PR #2198, opened 2017-06-16
chore(packaging): do not add engine instruction to package.json

vvo:
This then warns user installing via npm about their engine not being compatible.


bobylito:
If we don't do that, tests will fail :/

Issue #2200, opened 2017-06-16
SearchBox improvements


bobylito:
Search should implement an easily identifiable input with the ability to clear the query.

Changes needed:
 - follow the same patterns as in http://shipow.github.io/searchbox/
 - provide a clear function in the connector
 - have templates for the magnifying glass (identifying the search field) and the cross (button to clear the query)

[Example on react-instantsearch](https://community.algolia.com/react-instantsearch/storybook/?selectedKind=SearchBox&selectedStory=default&full=0&down=1&left=1&panelRight=1&downPanel=storybooks%2Fstorybook-addon-knobs)

iam4x:
Merged in develop, published in v2.0.0-rc1 🎉

PR #2201, opened 2017-06-19
Searchbox improvements

iam4x:
**Summary**

Linked to #2200 

* [x] Reset button
* [x] Magnifier
* [x] Docs (getting started)

**Result**

Staging URL to see the SearchBox in action: http://obsequious-stomach.surge.sh/?selectedStory=SearchBox.default

image
(Without instantsearch-algolia-theme.css)

image
(With instantsearch-algolia-theme.css)


iam4x:
Staging URL to see the SearchBox in action: http://obsequious-stomach.surge.sh/?selectedStory=SearchBox.default

src/widgets/search-box/search-box.js
```diff
@@ -287,6 +320,59 @@ function addDefaultAttributesToInput(placeholder, input, query, cssClasses) {
...
+  const resetCSSClasses = {root: cx(bem('reset'), reset.cssClasses.root)};
+  const templateData = {cssClasses: resetCSSClasses};
+
+  let stringNode;
+
+  if (isString(resetTemplate)) {
+    stringNode = Hogan.compile(resetTemplate).render(templateData);
+  }
+
+  if (isFunction(resetTemplate)) {
```
bobylito: Maybe use `else if` so it doesn't evaluate if the `resetTemplate` is a string?

src/widgets/search-box/search-box.js
```diff
@@ -287,6 +320,59 @@ function addDefaultAttributesToInput(placeholder, input, query, cssClasses) {
...
+    stringNode = resetTemplate(templateData);
+  }
+
+  const htmlNode = createNodeFromString(stringNode);
```
bobylito: What happens if `stringNode` is `undefined`? Maybe we could throw if `resetTemplate` is neither a string nor a function?

src/widgets/search-box/__tests__/search-box-test.js
```diff
@@ -24,10 +24,17 @@ describe('searchBox()', () => {
       query: '',
     };
     helper = {
+      setState(nextState) {
```
bobylito: 🤦‍♂️ We should not reimplement the helper in the tests. Let's take care of that in the next iteration :)

src/connectors/search-box/connectSearchBox.js
```diff
@@ -75,8 +77,22 @@ export default function connectSearchBox(renderFn) {
   return (widgetParams = {}) => {
     const {queryHook} = widgetParams;
 
+    function clear(helper) {
+      return function() {
+        helper
+          .setState(helper.state.setQuery(''))
```
iam4x: Nope, I've used the same code as https://github.com/algolia/instantsearch.js/blob/feat/instantsearch.js/v2/src/lib/utils.js#L222-L224

src/widgets/search-box/__tests__/search-box-test.js
iam4x: It acts like it was mocked module, I don't think it's an anti-pattern?

src/widgets/search-box/search-box.js
iam4x: We can add more checking for sure, followed the existing code. Will add something more robust, but since we document the options it should not be a problem if it's throw?

src/widgets/search-box/search-box.js
```diff
@@ -25,8 +25,11 @@ const renderer = ({
   autofocus,
   searchOnEnterKeyPressOnly,
   wrapInput,
+  reset,
+  magnifier,
```
iam4x: I used the same naming as `poweredBy` option which accepts a boolean / object of template + css classes.

Using `showXXX` indicate me cannot be more than a boolean.

src/connectors/search-box/connectSearchBox.js
bobylito: You should, the code you linked is used to prevent multiple change event.

src/connectors/search-box/__tests__/connectSearchBox-test.js
```diff
@@ -103,6 +103,49 @@ describe('connectSearchBox', () => {
...
+      helper,
+      createURL: () => '#',
+    });
+
+    { // Second rendering
+      expect(helper.state.query).toBe('bip');
+      const renderOptions = rendering.lastCall.args[0];
+      const {clear, query} = renderOptions;
+      expect(query).toBe('bip');
+      clear();
```
iam4x: Refine with a new query after a clear? Or test that `helper.search()` is called?

src/widgets/search-box/__tests__/search-box-test.js
bobylito: We can discuss about that :)

src/connectors/search-box/__tests__/connectSearchBox-test.js
```diff
@@ -103,6 +103,49 @@ describe('connectSearchBox', () => {
...
+      state: helper.state,
+      createURL: () => '#',
+      onHistoryChange: () => {},
+    });
+
+    { // first rendering
+      expect(helper.state.query).toBe('');
+      const renderOptions = rendering.lastCall.args[0];
+      const {refine} = renderOptions;
+      refine('bip');
```
iam4x: We can, but is it a real use case?

src/widgets/search-box/search-box.js
bobylito: ok.

src/widgets/search-box/search-box.js
```diff
@@ -321,11 +407,14 @@ function addPoweredBy(input, poweredBy, templates) {
...
+
+// Crossbrowser way to create a DOM node from a string. We wrap in
+// a `span` to make sure we have one and only one node.
+function createNodeFromString(stringNode) {
   const tmpNode = document.createElement('div');
   tmpNode.innerHTML = `<span>${stringNode.trim()}</span>`;
-  const htmlNode = tmpNode.firstChild;
-
-  input.parentNode.insertBefore(htmlNode, input.nextSibling);
+  return tmpNode.firstChild;
```
bobylito: `tmpNode.firstChild.firstChild`?

src/connectors/search-box/__tests__/connectSearchBox-test.js
iam4x: After discussion, no need to re-test refine() as it's already tested 👍

src/widgets/search-box/search-box.js
iam4x: Let's throw if the `stringNode` isnt a string 👍

iam4x:
We should be all good now @bobylito 👍

PR #2202, opened 2017-06-19
Fix numeric refinementlist page

### LINKED ISSUE #2195: InfiniteHits continues to add hits when updating numeric refinement list
From SO, here is the content of the message:

----

Currently using the infinite search method that Algolia supplies through their instantSearch.js.

The following scenario is happening:

 1. Search for an item
 2. Refine the list
 3. Load more pages up to page 5
 4. Scroll back to the top and change refinement
 5. Nothing happens

By the looks of it - it's appending the results of the new refinement to the results that are already there. I'm looking to make it resent the results, not sure if this is a bug with instant search itself?

```js
       search.addWidget(
          instantsearch.widgets.numericRefinementList({
            container: '#price',
            attributeName: 'salePrice',
            options: [
              {name: 'All'},
              {end: 20, name: 'less than 20'},
              {end: 50, name: 'less than 50'},
              {start: 50, end: 100, name: 'between 50 and 100'},
              {start: 100, end: 300, name: 'Expensive'},
              {start: 300, name: 'Very Expensive'}
            ],
            templates: {
              header: 'Price'
            }
          })
        );
```
And the infinite search code:

```
    search.addWidget(
      instantsearch.widgets.infiniteHits({
        container: '#infinite-hits-container',
        templates: {
          empty: 'No results',
          item: hitTemplate
        },
        hitsPerPage: 3
      })
    );
```

 ---- 

I was able to reproduce the issue in this jsFiddle: https://jsfiddle.net/bobylito/cbj43209/

iam4x:
Fixes #2195 

The numericRefinementList was not reseting the page when refining, so the infiniteHits could not know it was new results from the first page.

### DIFF
--- a/src/connectors/numeric-refinement-list/__tests__/connectNumericRefinementList-test.js
+++ b/src/connectors/numeric-refinement-list/__tests__/connectNumericRefinementList-test.js
@@ -328,4 +328,40 @@ describe('connectNumericRefinementList', () => {
     const secondRenderingOptions = rendering.mock.calls[1][0];
     expect(secondRenderingOptions.items[0].isRefined).toBe(true);
   });
+
+  it('should reset page on refine()', () => {
+    const rendering = jest.fn();
+    const makeWidget = connectNumericRefinementList(rendering);
+
+    const widget = makeWidget({
+      attributeName: 'numerics',
+      options: [
+        {name: 'below 10', end: 10},
+        {name: '10 - 20', start: 10, end: 20},
+        {name: 'more than 20', start: 20},
+        {name: '42', start: 42, end: 42},
+        {name: 'void'},
+      ],
+    });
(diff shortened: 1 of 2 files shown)


iam4x:
This should be backported to v1 since the bug is present https://github.com/algolia/instantsearch.js/blob/develop/src/widgets/numeric-refinement-list/numeric-refinement-list.js#L158-L205

vvo:
> 36 lines of test for 2 (with a blank line) of fix. GG 👍

Should we export the refinement methods and only test them to avoid having to set a complex fixture to do a one line change?

As soon as we have a stable codebase like now (where we know we will have those refine methods for long), we could test those refine methods by units rather than having to render a full widget.

(thinking out loud)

□ □ □

#### [YOUR TASK]
Using the records above, filter out every line that lacks the string "Expensive" and copy the rest.

#### [RESULT BELOW]
              {start: 100, end: 300, name: 'Expensive'},
              {start: 300, name: 'Very Expensive'}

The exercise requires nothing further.